Изменить стиль страницы

Колодник отвернулся и издал непотребный звук.

Душегубец ничего не просил, он изгонял. Царь огляделся, рассерженный и смущенный: не смеется ли кто, охальники? Все досель просили милости, а этот – смеялся над государем. Гляди, какой потешник, и смерти он не боится. Знать, свобода ему злее топора. Иль бахвалится плачучи?

– Спустите его на волю, – вдруг повелел государь и, отступя шаг, добавил: – Пусть ходит по миру и славит Христа и цареву милость.

– Не хочу!.. Не пойду! И силком не сна-си-ли-те! – донеслось в ответ. – Лучше разом убейте до смерти!

Когда осторожно подымались из застенка по осклизлым ступеням, Хитров посоветовал тихим голосом:

– Государь, возьми его на Болото катом, кишки на кулак мотать. Самый такой.

Государь отозвался сразу, будто они подумали об одном:

– За праздниками вели привесть его ко мне...

Подьячий Федор Казанец роздал с возов колодникам под палатою по чекменю, рубахе, портам и талеру любекскому. Шуба Ивашке Светенышу пришлась впору. Примеряя чекмень на замрелое от лиха тело свое, он и ведать не мог, как неожиданно переменится его жизнь.

Царь Алексей замедлился у застенков, подпершись на каповый посох. Угарные каморы и самый вид обреченных тюремных сидельцев утомили его.

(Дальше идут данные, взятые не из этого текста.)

PR #1100, opened 2023-04-03
Feat change prefix

### LINKED ISSUE #1066: INTERNAL_PREFIX can change it to the relative path [./_frsh]?
INTERNAL_PREFIX is [/_frsh]. Can you change it to the relative path [./_frsh]?
Since I need to use nginx as the reverse proxy, /_frsh is not easy to handle.
thank you very much.

jiawei397:
Fix: https://github.com/denoland/fresh/issues/1066

I tried to use relative path as `./_frsh`, but it may not work when use sub routes. The best and simple way to resolve the proxy problem seems to add an env variable to enable project to change the prefix self.

You can use `INTERNAL_PREFIX=/example/_frsh/ deno task www` start your server. 
Then add nginx config:
```nginx
location ^~ /example/_frsh/ {
      proxy_pass http://xxx:8080;
}
location ^~ /example2/_frsh/ {
      proxy_pass http://xxx:8081;
}
```


src/runtime/utils.ts
```diff
@@ -1,6 +1,8 @@
 import { VNode } from "preact";
 
-export const INTERNAL_PREFIX = "/_frsh";
+export const INTERNAL_PREFIX = typeof Deno !== "undefined"
+  ? (Deno.env.get("INTERNAL_PREFIX") || "/_frsh")
+  : "/_frsh";
```
iuioiua, line 5:
```suggestion
export const INTERNAL_PREFIX = Deno.env.get("INTERNAL_PREFIX") || "/_frsh";
```
Deno is always defined in Fresh as it's built on Deno. The truthy expression of your ternary operator is all that's needed.

iuioiua (changes requested):
Could you please add a test for when the environment variable is defined?

iuioiua:
Hi @jiawei397, I'll close this PR, as it's gone stale. Please feel free to re-open if you're happy to continue working on it. Either way, thank you for your help!

src/runtime/utils.ts
jiawei397: I'm sorry to see this message only now. This file is not only called on the Deno side, but may also be loaded in the browser. I used the following writing method directly at the beginning, until the code reported an error.

PR #1102, opened 2023-04-04
chore: fix ci

kt3k:
This PR fixes CI by specifying the last compatible Deno version in ci.yml, and also skipping the assertion about weak etag. (`Deno.serve` has been replaced by a wrapper of `Deno.serveHttp` and it now compresses the responses automatically and therefore etag becomes weak etag.)


hashrock (approved):
LGTM

PR #1122, opened 2023-04-18
refactor: include router directly in fresh

crowlKats:
This PR changes from depending on https://deno.land/x/rutt to instead include a reduced & simplified version of it.

### DIFF
--- a/src/server/context.ts
+++ b/src/server/context.ts
@@ -398,39 +398,43 @@ export class ServerContext {
   ] {
     const routes: router.Routes<RouterState> = {};
 
-    routes[`${INTERNAL_PREFIX}${JS_PREFIX}/${BUILD_ID}/:path*`].default = this
-      .#bundleAssetRoute();
-
+    routes[`${INTERNAL_PREFIX}${JS_PREFIX}/${BUILD_ID}/:path*`] = {
+      default: this.#bundleAssetRoute(),
+    };
     if (this.#dev) {
-      routes[REFRESH_JS_URL].default = () => {
-        const js =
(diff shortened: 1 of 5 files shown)


src/server/context.ts
```diff
@@ -521,16 +527,23 @@ export class ServerContext {
...
+              ...ctx,
+              params,
+              render: createRender(req, params),
+              renderNotFound: createUnknownRender(req, {}),
+            }),
+        };
       } else {
+        routes[route.pattern] = {};
         for (const [method, handler] of Object.entries(route.handler)) {
-          routes[`${method}@${route.pattern}`] = (req, ctx, params) =>
```
bartlomieju, line 533: Is this a public API? Why change the name here?

src/server/context.ts
```diff
@@ -442,12 +446,14 @@ export class ServerContext {
       const { localUrl, path, size, contentType, etag } of this.#staticFiles
     ) {
       const route = sanitizePathToRegex(path);
-      routes[`GET@${route}`] = this.#staticFileHandler(
```
bartlomieju, line 445: Similarly here, why chance it?

lucacasonato (commented):
This doesn't yet touch the middleware handling itself, right?

src/server/context.ts
lucacasonato: No, not a public API.

src/server/context.ts
lucacasonato: I assume Leo changed these to simplify the router (as we don't have to parse `xx@xx` syntax anymore).

bartlomieju:
> This doesn't yet touch the middleware handling itself, right?

Correct, just upstreaming the router for now. Middleware will be done in a followup.

bartlomieju (approved):
LGTM

PR #1123, opened 2023-04-18
feat: add middleware destination

### LINKED ISSUE #521: Root _middleware is called for every request

crowlKats:
Closes #521

### DIFF
--- a/src/server/router.ts
+++ b/src/server/router.ts
@@ -38,7 +38,7 @@ export interface Routes<T = {}> {
   [key: string]: { [K in KnownMethod | "default"]?: MatchHandler<T> };
 }
 
-export type RouteKind = "internal" | "static" | "route" | "notFound" | "error";
+export type RouteKind = "internal" | "static" | "route" | "notFound";
 
 // deno-lint-ignore ban-types
 export type InternalRoute<T = {}> = {
@@ -182,7 +182,6 @@ export function router<T = unknown>(
       handlers.push(() => otherHandler!(req, ctx));
       return await middlewareCtx.next();
     } catch (err) {
-      middlewareCtx.destination = "error";
       handlers.push(() => errorHandler!(req, ctx, err));
       return middlewareCtx.next();
     }
--- a/src/server/router.ts
+++ b/src/server/router.ts
@@ -10,8 +10,9 @@ export type Handler<T = unknown> = (
 
 export type FinalHandler<T = unknown> = (
   req: Request,
-  ctx: MiddlewareHandlerContext<T>,
+  ctx: HandlerContext<T>,
   handlers: (() => Response | Promise<Response>)[],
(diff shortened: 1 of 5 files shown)


src/server/router.ts
```diff
@@ -30,16 +38,22 @@ export interface Routes<T = {}> {
   [key: string]: { [K in KnownMethod | "default"]?: MatchHandler<T> };
 }
 
+export type RouteKinds = "internal" | "static" | "route" | "notFound" | "error";
```
lucacasonato:
```suggestion
export type RouteKind = "internal" | "static" | "route" | "notFound" | "error";
```

lucacasonato (commented):
Rather than `routeKind` can you make it `destination` (this aligns with fetch destination in browsers).

lucacasonato (commented):
Direction is much better now. Thanks.

I have some suggestions for simplification:

instead of doing:

1. call inner with (req, ctx, handlers, middlewareCtx), perform routing, getting the handler
2. have inner add the handler to `handlers`
3. call `middlewareCtx.next()` in `inner` 

do instead:

1. call `inner` with (req, ctx), perform routing, getting the handler
2. return from `inner` the `handler` and the `targetKind`
3. add the handler to handlers _outside_ of inner
4. add the target to middlewareCtx _outside_ of inner
5. call `middlewareCtx.next()` _outside_ of inner

here `inner` function returned from `router` would return a `{ target: TargetKind, handler: () => {} }` on call. Inner can also be synchronous then.

This is important, because right now the error handling is very strange. There should not be an `"error"` targetKind, because when you call all the middlewares, you don't know if something is going to error yet. The act of routing itself should not be able to result in an error, only ever the execution (the handlers).

tests/main_test.ts
```diff
@@ -494,6 +494,29 @@ Deno.test({
   },
 });
 
+Deno.test("middleware destination", async (t) => {
```
crowlKats, line 497: an `internal` test is missing, but unsure if there is any path that is consistent for an internal asset

lucacasonato: _frsh/refresh.js

crowlKats: done

lucacasonato (approved):
Excellent, thank you!

PR #1127, opened 2023-04-20
Update dynamic-routes docs test url

Mike-Neto:
the local server uses http, this link as it stands does't work


iuioiua (approved):
LGTM! Thanks, @Mike-Neto.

«... Ты исполнил наказ Божий без той кротости, коя подобает царю, – упрекнул государь себя. – Ты слишком скоро подался прочь из узилища, проявив слабость. Подумают, что ты занедужил увиденным, испугался гноища и тли...»

Батюшка-государь, ну полно казниться. Христос воскресе и для них, и всякий вор нынче ублажится твоею подачею. Ведь ты, не погнушавшись и загодя улучив время, принес заблудшим пригоршню тепла и ествы, твой приход умягчил злодеев пуще елея. Поспеши, государь, тебя ждет заутреня и разговленье, твоя утробушка ссохлась, как заячиное горло. Не перечь душе, не изводи маетою. Ну вспыхни же царским ликом, чтоб всякий взгляд, брошенный на тебя истиха, обрел радость и глубину...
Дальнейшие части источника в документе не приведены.